Write only how many lines of the listing below include the string "with".

Data records Block Start

PR #1530, opened 2015-11-21
[perf] Replace Set with indexOf in _contains

scott-christopher:
Addresses #1508

While the use of `Set` in `_contains` provided a nice boost in performance, after further thought I have come to realise that it could be replaced with a simpler `Array.prototype.indexOf` for the instances where `Set` was being utilised (though `NaN` needs to now be handled explicitly), removing the extra insertion cost and memory allocation to create the `Set`. This should remove some extra GC thrashing when used in a tight loop too, such as those often in benchmark code.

Data records Block End

**Solution to this problem**
2